Why have I been thinking about this? Well, for one, I think it’s cool! Two, I think that the category concept has helped clarify my thinking about how evolution happens and about how we study it. Biology is obviously much fuzzier than topology or group theory, and no analogy is without its drawbacks, but I find the categorical perspective to be compelling.

Categories let us talk about collections of things which, for whatever reason, make sense to group. They share a set of properties which all other things do not. Functors let us talk about the relationships between the collections of things sharing properties in a way that relates the meaning of “sharing” in one collection to the meaning of “sharing” in another. Functors are arguably the reason category theory is useful: knowledge about one thing can be turned into knowledge about another. Connections can be made. Principled analogizing can happen.

Now…for some not-so-principled analogizing…

Species are collections of individuals which share phenotypes that reflect reproductive cohesion. In this sense, every species can be thought of a a category. The structure within species can be described by the full history of inheritance of the molecules (DNA, RNA, epigenetic marks, chaperones) which make up individuals. In this sense, the genealogy of individuals can be thought of as the set of arrows relating things (individuals) in the category (species). Those structures are, in the same way species boundaries are fuzzy, latent: we cannot see the inheritance of the molecules which then, through development, make organisms who they are. Sometimes, if we are lucky, we see patterns of variation at the present day that let us infer how processes on that scaffold must have operated. To what extent those molecules even capture the irreducible essence of individuals is another, thornier matter.

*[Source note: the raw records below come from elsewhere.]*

PR #6581, opened 2021-07-05
TRD move tracklethalfchamber header 

bazinski:
Move tracklet half chamber header to front of tracklets.
Fix mc 2 raw to and the parsing.

### DIFF
--- a/Detectors/TRD/reconstruction/src/DigitsParser.cxx
+++ b/Detectors/TRD/reconstruction/src/DigitsParser.cxx
@@ -82,7 +82,7 @@ int DigitsParser::Parse(bool verbose)
     }
     LOG(info) << "digitdata to parse end";
     if (datacopy.size() > 1024) {
-      LOG(fatal) << "some very wrong with digit parsing >1024";
+      LOG(error) << "something likely very wrong with digit parsing >1024";
     }
   }
   int mcmdatacount = 0;
@@ -139,7 +139,7 @@ int DigitsParser::Parse(bool verbose)
       if (mState == StateDigitMCMData || mState == StateDigitEndMarker || mState == StateDigitHCHeader || mState == StateDigitMCMHeader) {
       } else {
 
-        LOG(fatal) << "Digit end marker found but state is not StateDigitMCMData(" << StateDigitMCMData << ") or StateDigit but rather " << mState;
+        LOG(error) << "Digit end marker found but state is not StateDigitMCMData(" << StateDigitMCMData << ") or StateDigit but rather " << mState;
       }
       //only thing that can remain is the padding.
       //now read padding words till end.
@@ -236,9 +236,9 @@ int DigitsParser::Parse(bool verbose)
         }
         // we dont care about the year flag, we are >2007 already.
       } else {
-        if (mState == StateDigitMCMHeader) {
-          LOG(warn) << " state is MCMHeader but we have just bypassed it as the bitmask is wrong :" << std::hex << *word;
-        }
+        //if (mState == StateDigitMCMHeader && *word!=o2::trd::constants::CRUPADDING32) {
+        //  LOG(warn) << " state is MCMHeader but we have just bypassed it as the bitmask is wrong :" << std::hex << *word;
+        //}
         if (*word == o2::trd::constants::CRUPADDING32) {
           if (mVerbose) {
             LOG(info) << "state padding and word : 0x" << std::hex << *word << "  state is:" << mState;
@@ -261,9 +261,9 @@ int DigitsParser::Parse(bool verbose)
               LOG(info) << " digit end marker state ...";
             }
           } else {
-            if (mState != StateDigitMCMData) {
-              LOG(warn) << "something is wrong we are in the statement for MCMdata, but the state is : " << mState << " and MCMData state is:" << StateDigitMCMData;
-            }
+            //if (mState != StateDigitMCMData) {
+            //  LOG(warn) << "something is wrong we are in the statement for MCMdata, but the state is : " << mState << " and MCMData state is:" << StateDigitMCMData;
+            //}
             if (mVerbose || mDataVerbose) {
               //LOG(info) << "mDigitMCMData with state=" << mState << " is at " << mBufferLocation << " had value 0x" << std::hex << *word << " mcmdatacount of : " << mcmdatacount << " adc#" << mcmadccount;
             }
--- a/Detectors/TRD/simulation/src/Trap2CRU.cxx
+++ b/Detectors/TRD/simulation/src/Trap2CRU.cxx
@@ -440,8 +440,6 @@ int Trap2CRU::buildDigitRawData(const int digitstartindex, const int digitendind
   if (digitswritten != digitendindex - digitstartindex) {
     LOG(error) << " something wrong the number of digitswritten does not correspond to the the loop count";
   }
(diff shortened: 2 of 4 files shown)


Detectors/TRD/reconstruction/src/DigitsParser.cxx
```diff
@@ -236,9 +236,9 @@ int DigitsParser::Parse(bool verbose)
         }
         // we dont care about the year flag, we are >2007 already.
       } else {
-        if (mState == StateDigitMCMHeader) {
-          LOG(warn) << " state is MCMHeader but we have just bypassed it as the bitmask is wrong :" << std::hex << *word;
-        }
+        //if (mState == StateDigitMCMHeader && *word!=o2::trd::constants::CRUPADDING32) {
```
tdietel, line 239: Can this be removed, or is this a temporary fix?

Detectors/TRD/reconstruction/src/DigitsParser.cxx
```diff
@@ -261,9 +261,9 @@ int DigitsParser::Parse(bool verbose)
               LOG(info) << " digit end marker state ...";
             }
           } else {
-            if (mState != StateDigitMCMData) {
-              LOG(warn) << "something is wrong we are in the statement for MCMdata, but the state is : " << mState << " and MCMData state is:" << StateDigitMCMData;
-            }
+            //if (mState != StateDigitMCMData) {
```
tdietel, line 264: Same here: can this be removed?

Detectors/TRD/simulation/src/Trap2CRU.cxx
```diff
@@ -668,28 +687,39 @@ void Trap2CRU::convertTrapData(o2::trd::TriggerRecord const& triggerrecord, cons
...
+          firstTrackletOfLink = false;
+        }
         int tracklets = buildTrackletRawData(mCurrentTracklet, linkid); //returns # of 32 bits, header plus trackletdata words that would have come from the mcm.
         mCurrentTracklet += tracklets;
         trackletcounter += tracklets;
         linkwordswritten += tracklets + 1;
         rawwords += tracklets + 1; //1 to include the header
       }
       if (mCurrentTracklet >= mTracklets.size()) {
+        LOG(info) << __func__ << " " << __LINE__;
```
tdietel: This looks like debug output.

Detectors/TRD/simulation/src/Trap2CRU.cxx
```diff
@@ -724,14 +758,17 @@ void Trap2CRU::convertTrapData(o2::trd::TriggerRecord const& triggerrecord, cons
           while (mDigits[mDigitsIndex[mCurrentDigit]].getMCM() == currentMCM &&
                  mDigits[mDigitsIndex[mCurrentDigit]].getROB() == currentROB &&
                  mDigits[mDigitsIndex[mCurrentDigit]].getDetector() == currentDetector) {
+            LOG(info) << __func__ << " " << __LINE__;
             LOG(debug) << " on index of : " << mDigitsIndex[mCurrentDigit] << " wuf channel=" << mDigits[mDigitsIndex[mCurrentDigit]].getChannel();
             mCurrentDigit++;
             digitcounter++;
             adccounter++;
             if (digitcounter > 22) {
+              LOG(info) << __func__ << " " << __LINE__;
```
tdietel: Actually, why is this 22? I would understand 10, 11, 30 or 31...

Detectors/TRD/simulation/src/Trap2CRU.cxx
```diff
@@ -668,28 +687,39 @@ void Trap2CRU::convertTrapData(o2::trd::TriggerRecord const& triggerrecord, cons
...
       //we have some data on this link
+      LOG(info) << __func__ << " " << __LINE__;
       int trackletcounter = 0;
+      bool firstTrackletOfLink = true;
       // if (mCurrentTracklet < endtrackletindex && mCurrentTracklet >= starttrackletindex && mCurrentDigit >= startdigitindex && mCurrentDigit < enddigitindex) {
       //if (mCurrentTracklet < endtrackletindex && mCurrentTracklet>=starttrackletindex mTracklets.size() || mCurrentDigit < mDigits.size()) {
       while (isTrackletOnLink(linkid, mCurrentTracklet) && mCurrentTracklet < endtrackletindex) { //}&& triggerrecord.getNumberOfTracklets()>0) {
+        LOG(info) << __func__ << " " << __LINE__;
         // still on an mcm on this link
+        if (firstTrackletOfLink) {
```
tdietel: This looks like the tracklet HCH is only written if there are tracklets in the event. The hardware will always send it.

tdietel (changes requested):
I think there is a bug: it looks like the HCH is written only if there are tracklets.

Otherwise there still seems to be some debug output left in the code.

Detectors/TRD/reconstruction/src/DigitsParser.cxx
bazinski: temp fix as there seems to be very rare occasions where the digits are created with out the digitmcmheader, in the monte carlo to raw, at least in the 100 event nominal example i am testing against.

Detectors/TRD/reconstruction/src/DigitsParser.cxx
bazinski: same reason as above

Detectors/TRD/simulation/src/Trap2CRU.cxx
bazinski: 21 digits per mcm and digitcounter has just been incremented before so 22.

Detectors/TRD/simulation/src/Trap2CRU.cxx
bazinski: oops removing

Detectors/TRD/simulation/src/Trap2CRU.cxx
tdietel: Ahh, digits as in ADCs. Which is in line with how we defined o2::trd::Digit, so that's ok.

Detectors/TRD/simulation/src/Trap2CRU.cxx
bazinski: 3 lines down from there is that question that you answer above. Fixing.

bazinski: done

bazinski:
@tdietel the digit hc header is only written in those instances where the digits themselves are written, the digit end marker is however written irrespective of digits being present or not. The tracklet halfchamber header and the tracklet end marker is written irrespective of whether there are tracklets in the event.
Additionally I see there is an option for the MCM to write a MCMHeader even when there is no data. This is not taken care of in the mc2raw however the parsing should be able to handle that.
I will go through the assembler again tomorrow as a double check.

tdietel:
The digit half chamber header is always there. The MCM that generates it does not know if the other MCMs have data.
But every normal MCM also sends a header, and there is a setting if this header is written when the MCM does not have any data in its 21 channels.

bazinski:
Ja I came to realise the same. For all of it the parsing is ok, its the generation of the raw data that is at issue. Hence also the ability to test all the combinations of options.

shahor02:
failures unrelated, merging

So, if species are categories and genealogies are arrows, what are the functors which relate the categories in a structure-preserving way? An obvious answer is the phylogeny, the full history of descent giving rise to present-day lineages. It is arguably through this object that most inference of evolutionary processes is made. Comparative methods let us estimate parameters of interest, e.g., rates of evolution, by super-imposing a stochastic model of evolution (e.g., Brownian motion) on the branches of the tree(s) relating contemporary species. It can be argued that the functorality of the phylogeny is what makes comparative methods work (i.e., the reason we can estimate evolutionary parameters). Similarly, one can recast phylogenetic reconstruction as a functor inference problem: the goal of tree reconstruction is to learn the mapping between information in species X and Y that comparative methods use in the first place.

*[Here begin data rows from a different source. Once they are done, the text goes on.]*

PR #6587, opened 2021-07-05
[MRRTF-122] Add MCH to FST

aphecetche:
Note that the last tracking part (extrap to vertex) is far from final
and will be updated in a forthcoming PR (in prep) where FwdTracks
will be added to AODs and extrapolation will be part of the AOD
producer.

Is phylogeny reconstruction functor inference? (For that matter, what isn’t functor inference?) Is the Kingman coalescent, a widely used model for genealogies of individuals evolving neutrally, a depiction of the arrows relating individuals in a category? Is its universality a reflection of its robustness across categories? It is not difficult to see how some of the theorizing breaks down, analogizing devolves into abstract nonsense, and mathematical models and biology become conflated. But I do think the categorical perspective provides interesting food for thought.